The tokenize library is meant to be easy to use while allowing for relatively flexible input and output. Features include

options for tokenization of spaces, numbers, strings, control characters and punctuation
options to output packed tokens
options to represent tokens in any of the common SWI-Prolog text formats
option to preserve or ignore case
a predicate to emit text given a list of tokens

E.g.,

?- tokenize('Tokenizes: words,"strings", 1234.5\n', Tokens, [cased(true), spaces(false)]),
|    untokenize(Tokens, Codes).
Tokens = [word('Tokenizes'), punct(:), word(words), punct(','), string(strings), punct(','), number(1234.5), cntrl('\n')],
Codes = "Tokenizes:words,"strings"...34.5
".

tokenize is much more limited and much less performant than a lexer generator, but it is dead simple to use and flexible enough for many common use cases.

tokenize(+Text:text, -Tokens:list(term)) is semidet

See also: - tokenize/3 when called with an empty list of options: thus, with defaults.

tokenize(+Text:text, -Tokens:list(term), +Options:list(term)) is semidet

True when Tokens is unified with a list of tokens representing the text from Text, according to the options specified in Options.

Each token in Tokens will be one of:

word(W): Where W is comprised of contiguous alpha-numeric chars.
punct(P): Where char_type(P, punct).
cntrl(C): Where char_type(C, cntrl).
space(S): Where S == ' '.
number(N): Where number(N).
string(S): Where S was a sequence of bytes enclosed by double quotation marks.

Note that the above describes the default behavior, in which the token is represented as an atom.
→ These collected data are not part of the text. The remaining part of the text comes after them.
PR #440, opened 2021-03-11
RATIS-1335. Update project mailing lists to use TLP domain.

cnauroth:

The site still documents the project mailing lists in the .incubator sub-domain. Now that the project has graduated to TLP, we can update documentation of the mailing lists.

I also noticed that we did not have documentation for the -commits and -issues lists, so I added those.

Also, many of the `mailto:` links were not working correctly because of an extraneous space after the scheme.  I corrected all of those.

https://issues.apache.org/jira/browse/RATIS-1335

## How was this patch tested?

Built site locally and verified changes.
image

### DIFF
--- a/content/community.md
+++ b/content/community.md
@@ -21,10 +21,10 @@ title: Community
 
 If you'd like to contribute to Apache Ratis, please subscribe to the Ratis developer mailing list.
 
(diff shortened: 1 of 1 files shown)


szetszwo (approved):
Thanks for working on this.  It is great that you also added the other mailing lists.

+1 the change looks good.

This representation can be changed by using the to option described below.

Valid Options are:

cased(+boolean): Determines whether tokens perserve cases of the source text. Defaults to cased(false).
spaces(+boolean): Determines whether spaces are represted as tokens or discarded. Defaults to spaces(true).
cntrl(+boolean): Determines whether control characters are represented as tokens or discarded. Defaults to cntrl(true).
punct(+boolean): Determines whether punctuation characters are represented as tokens or discarded. Defaults to punct(true).
numbers(+boolean): Determines whether the tokenizer represents and tags numbers. Defaults to numbers(true).
strings(+boolean): Determines whether the tokenizer represents and tags strings. Defaults to strings(true).
pack(+boolean): Determines whether tokens are packed or repeated. Defaults to pack(false).
to(+one_of([strings, atoms, chars, codes])): Determines the representation format used for the tokens. Defaults to to(atoms).
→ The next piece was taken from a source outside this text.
PR #460, opened 2021-04-14
RATIS-1356. NotifyInstallSnapshot during SetConfiguration has leader …

bharatviswa504:
…info missing.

tokenize_file(+File:atom, -Tokens:list(term)) is semidet

See also: - tokenize_file/3 when called with an empty list of options: thus, with defaults.
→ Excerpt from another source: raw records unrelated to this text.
PR #470, opened 2021-04-24
RATIS-1368 Fix server impl NPEs

softgitron:

Fix three NPE issues reported by Sonar Qube in the server impl.
- Add default to streamEndOfRequestAsync function
- Throw error on notifyStateMachine... funtion
- Remove possibility for new cache entries to be null
- Add tests for changes

https://issues.apache.org/jira/browse/RATIS-1368

## How was this patch tested?

Changes have been tested using existing test cases and two new test cases.

### DIFF
--- a/ratis-server/src/main/java/org/apache/ratis/server/impl/RaftServerImpl.java
+++ b/ratis-server/src/main/java/org/apache/ratis/server/impl/RaftServerImpl.java
@@ -1579,10 +1579,12 @@ class RaftServerImpl implements RaftServer.Division,
         // installSnapShotRequestProto.
         RoleInfoProto roleInfoProto;
         RaftPeer raftPeer = getRaftConf().getPeer(state.getLeaderId());
-        if (raftPeer == null && leaderPeerInfo != null) {
-          roleInfoProto = getRoleInfoProto(ProtoUtils.toRaftPeer(leaderPeerInfo));
-        } else if (raftPeer == null) {
-          throw new IOException("Leader peer info is unknown.");
+        if (raftPeer == null) {
+          if (leaderPeerInfo != null) {
+            roleInfoProto = getRoleInfoProto(ProtoUtils.toRaftPeer(leaderPeerInfo));
+          } else {
+            throw new IOException("Leader peer info is unknown.");
+          }
         } else {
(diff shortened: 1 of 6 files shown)


ratis-server/src/main/java/org/apache/ratis/server/impl/RaftServerImpl.java
```diff
@@ -1560,21 +1565,28 @@ private InstallSnapshotReplyProto notifyStateMachineToInstallSnapshot(
...
         // For the cases where RaftConf is empty on newly started peer with
         // empty peer list, we retrieve leader info from
         // installSnapShotRequestProto.
-        RoleInfoProto roleInfoProto =
-            getRaftConf().getPeer(state.getLeaderId()) == null ?
-                getRoleInfoProto(ProtoUtils.toRaftPeer(leaderPeerInfo.get())) :
-                getRoleInfoProto();
+        RoleInfoProto roleInfoProto;
+        RaftPeer raftPeer = getRaftConf().getPeer(state.getLeaderId());
+        if (raftPeer == null && leaderPeerInfo != null) {
```
runzhiwang, line 1582: please use the following code:
      ```
 if (raftPeer == null) {
	    if (leaderPeerInfo != null) {
          roleInfoProto = getRoleInfoProto(ProtoUtils.toRaftPeer(leaderPeerInfo));
		} else {
          throw new IOException("Leader peer info is unknown.");
        } 
	  } else {
        roleInfoProto = getRoleInfoProto();
      }
```

File: ratis-server/src/main/java/org/apache/ratis/server/impl/RaftServerImpl.java [hunk 2]
```diff
@@ -1633,7 +1645,7 @@ void submitUpdateCommitEvent() {
     // update the retry cache
     final CacheEntry cacheEntry = retryCache.getOrCreateEntry(invocationId);
     if (getInfo().isLeader()) {
-      Preconditions.assertTrue(cacheEntry != null && !cacheEntry.isCompletedNormally(),
+      Preconditions.assertTrue(!cacheEntry.isCompletedNormally(),
```
runzhiwang, line 1648: why remove cacheEntry != null ?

tokenize_file(+File:atom, -Tokens:list(term), +Options:list(term)) is semidet

True when Tokens is unified with a list of tokens represening the text of File.

See also: - tokenize/3 which has the same available options and behavior.

untokenize(+Tokens:list(term), -Untokens:list(codes)) is semidet

True when Untokens is unified with a code list representation of each token in Tokens.